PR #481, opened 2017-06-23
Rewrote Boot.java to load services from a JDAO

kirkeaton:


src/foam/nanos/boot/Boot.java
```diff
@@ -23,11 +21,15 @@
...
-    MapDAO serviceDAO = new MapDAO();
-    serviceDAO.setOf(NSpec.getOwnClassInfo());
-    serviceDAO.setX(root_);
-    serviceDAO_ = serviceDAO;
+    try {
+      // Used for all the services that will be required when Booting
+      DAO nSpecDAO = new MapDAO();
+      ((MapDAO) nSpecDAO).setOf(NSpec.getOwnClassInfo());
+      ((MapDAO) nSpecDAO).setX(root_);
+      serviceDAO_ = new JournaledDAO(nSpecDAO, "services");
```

========

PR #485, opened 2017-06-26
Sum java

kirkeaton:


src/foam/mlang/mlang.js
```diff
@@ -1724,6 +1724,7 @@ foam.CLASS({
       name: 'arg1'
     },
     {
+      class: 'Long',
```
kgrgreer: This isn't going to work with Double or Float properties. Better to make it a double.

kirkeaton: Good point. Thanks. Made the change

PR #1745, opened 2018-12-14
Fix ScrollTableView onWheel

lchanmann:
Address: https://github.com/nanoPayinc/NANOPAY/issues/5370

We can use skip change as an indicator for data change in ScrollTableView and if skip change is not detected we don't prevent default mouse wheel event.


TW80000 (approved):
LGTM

========

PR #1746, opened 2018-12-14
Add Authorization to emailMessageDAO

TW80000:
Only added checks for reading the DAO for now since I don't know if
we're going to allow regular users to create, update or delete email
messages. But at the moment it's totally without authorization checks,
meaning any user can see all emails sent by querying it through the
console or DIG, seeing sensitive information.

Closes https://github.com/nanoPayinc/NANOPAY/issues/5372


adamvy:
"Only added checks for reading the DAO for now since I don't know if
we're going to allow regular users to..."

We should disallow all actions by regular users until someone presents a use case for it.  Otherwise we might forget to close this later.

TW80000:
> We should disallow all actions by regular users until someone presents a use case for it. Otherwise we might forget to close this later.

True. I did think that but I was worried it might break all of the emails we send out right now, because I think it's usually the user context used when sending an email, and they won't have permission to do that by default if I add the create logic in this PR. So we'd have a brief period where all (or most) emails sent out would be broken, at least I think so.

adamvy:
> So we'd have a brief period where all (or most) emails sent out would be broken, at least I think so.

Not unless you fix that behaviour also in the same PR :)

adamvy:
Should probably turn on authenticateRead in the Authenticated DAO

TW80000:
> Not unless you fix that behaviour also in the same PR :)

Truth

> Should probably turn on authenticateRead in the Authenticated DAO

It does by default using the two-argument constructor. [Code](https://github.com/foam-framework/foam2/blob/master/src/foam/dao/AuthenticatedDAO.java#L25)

========

### AIM OF THE TASK:
Show every line from the entries above in which "least" appears.

### TASK OUTPUT:
True. I did think that but I was worried it might break all of the emails we send out right now, because I think it's usually the user context used when sending an email, and they won't have permission to do that by default if I add the create logic in this PR. So we'd have a brief period where all (or most) emails sent out would be broken, at least I think so.
> So we'd have a brief period where all (or most) emails sent out would be broken, at least I think so.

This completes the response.